# Please Explain Recorded Grade



## creakingpinesfarm (Jan 14, 2011)

I was wondering if someone could explain what a recorded grade is? I recently purchased 2 Nigerian does that are unregistered and I was wondering if they could possibly registered as a recorded grade and how would I go about doing it? And with whom?


----------



## liz (Oct 5, 2007)

Recorded grade is only permitted with standard dairy goats...they have to look like one breed or another ex. LaMancha or Nubian but are not considered a purebred.
With Nigerian Dwarfs, they are just that...a Purebred Nigerian, they cannot be registered with AGS unless the parents are registered, same with ADGA. They cannot be classed as a recorded grade based on appearance.

NMGA is a registry that allows "miniature" goats to be registered, wether they be pygmy, nigerian, mini nubian or crosses of any "mini" breed, be aware though that this registry is new and is not as popular as American Goat Society, American Dairy Goat Association or even Nigerian Dwarf Goat Association and that your goats would not be considered purebred nigerians even if they are they would be listed as foundation stock.
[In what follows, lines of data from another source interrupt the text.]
Issue #2663, opened 2021-02-17
There's a lot of 500/400 errors being reported by sentry


kurtwheeler:
### Context

https://sentry.io/organizations/greenelab/issues/?project=1236818

### Problem or idea

These seem to be fairly consistent. We should investigate what's causing them.

### Solution or next step

Figure out why and fix them if possible.

kurtwheeler:
While you're in there, add `filter_by` to special filters in the samples endpoint.

kurtwheeler:
https://github.com/AlexsLemonade/refinebio/pull/2669 did not address this.

https://github.com/AlexsLemonade/refinebio/pull/2711 hopefully will, but we may need to go even larger.

davidsmejia:
This is currently being tested with a larger elasticsearch box

Issue #2659, opened 2021-02-05
50x errors become 404s because we're missing 50x.html for nginx


kurtwheeler:
### Context

Trying to debug why the database/API isn't working right, noticed:
```
data-refinery-log-group-circleci-staging log-stream-api-nginx-error-circleci-staging 2021/02/05 19:55:08 [error] 4520#4520: *4334349 open() "/usr/share/nginx/html/50x.html" failed (2: No such file or directory), client: 68.80.230.239, server: api.staging.refine.bio, request: "GET /v1/experiments/ HTTP/1.1", upstream: "http://127.0.0.1:8081/v1/experiments/", host: "api.staging.refine.bio"
```

### Problem or idea

We just need to populate that path with an HTML page that says there was an internal error that we're looking into.

### Solution or next step

Add that page to the API startup script: https://github.com/AlexsLemonade/refinebio/blob/dev/infrastructure/api-configuration/api-server-instance-user-data.tpl.sh

kurtwheeler:
I haven't seen any of these 404s since we deployed 2669!

PR #2669, opened 2021-03-01
API stability improvements

kurtwheeler:
## Issue Number

https://github.com/AlexsLemonade/refinebio/issues/2659
https://github.com/AlexsLemonade/refinebio/issues/2663

I haven't been able to reproduce that 404 issue but it seems like if we don't have the html setup for nginx that we should just remove the custom config, especially since we don't even have a custom page.

The throttling doesn't seem to work but I can't figure out why not. It seems like it should be set up correctly according to https://www.django-rest-framework.org/api-guide/throttling/#throttling and we already have a cache table setup in our DB so I'm not sure what's going on...

## Types of changes

## Functional tests

In addition to unit tests I used the following script to test this:
```python

import multiprocessing
import requests

url = "http://54.175.96.117/v1/samples/?limit=1000&offset={offset}&ordering=id"

def worker(num):
    """thread worker function"""
    this_url = url.format(offset=num * 1000)
    print(this_url)
    response = requests.get(this_url)
    print(response.status_code)
    return

jobs = []
for i in range(100):
    p = multiprocessing.Process(target=worker, args=(i,))
    jobs.append(p)
    p.start()
```

## Checklist

### DIFF
--- a/infrastructure/api-configuration/nginx_config.conf
+++ b/infrastructure/api-configuration/nginx_config.conf
@@ -62,50 +62,6 @@ http {
             proxy_pass http://app;
             proxy_read_timeout 30s;
             proxy_send_timeout 30s;
-
-            # Uncomment this to add CORS at the nginx level.
-            # This Django app uses `corsheaders` now, so duplicating here causes problems.
-            # if ($request_method = 'OPTIONS') {
-            #    add_header 'Access-Control-Allow-Origin' '*';
-            #    add_header 'Access-Control-Allow-Methods' 'GET, POST, PUT, OPTIONS';
-            #    #
-            #    # Custom headers and headers various browsers *should* be OK with but aren't
-            #    #
-            #    add_header 'Access-Control-Allow-Headers' 'DNT,User-Agent,X-Requested-With,If-Modified-Since,Cache-Control,Content-Type,Range';
-            #    #
-            #    # Tell client that this pre-flight info is valid for 20 days
-            #    #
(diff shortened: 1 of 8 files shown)


infrastructure/api-configuration/nginx_config.conf
```diff
@@ -62,50 +62,6 @@ http {
...
-            # }
-            # if ($request_method = 'PUT') {
-            #     add_header 'Access-Control-Allow-Origin' '*';
-            #     add_header 'Access-Control-Allow-Methods' 'GET, POST, PUT, OPTIONS';
-            #     add_header 'Access-Control-Allow-Headers' 'DNT,User-Agent,X-Requested-With,If-Modified-Since,Cache-Control,Content-Type,Range';
-            #     add_header 'Access-Control-Expose-Headers' 'Content-Length,Content-Range';
-            # }
-        }
-
-        #error_page  404              /404.html;
```
davidsmejia, line 103: did you want to add a custom nginx error page to handle the various errors?

davidsmejia (approved):
LGTM but maybe we should consider having a fallback nginx error page? I believe we can have it return json as well.

infrastructure/api-configuration/nginx_config.conf
kurtwheeler: We don't have a custom page we want to show right? As far as I can tell this behaves well when there's a 500 or 404.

NMGA offers many different things for members too, shows etc as well as a breeder listing and a ton of info on what the requirements are to register a mini with them.
If anything, registering your goats with them will allow you to establish an identity to your goats as they do require a tattoo and herd name.


----------



## Sunny Daze (May 18, 2010)

I haven't heard of the NMGA but would think you would still be selling their kids at unregistered prices even if they belonged to this registry. I would think you can tattoo any goat if you want for your records, they don't have to be registered...


----------



## creakingpinesfarm (Jan 14, 2011)

Thanks so much for explaining it.


----------



## tracyqh (Aug 9, 2010)

I need an Alpine doe looked at to see if I can have her as a recorded grade. What steps do I need to take?


----------



## 4kids (Jul 21, 2009)

Maybe someone else will jump in her but I was under the impression that a recorded grade is a percentage of various different goats that can track their pedigree. I know it only applies to full size dairy goats. We have alot of kids in our 4-h club that have recorded grade does they show.


----------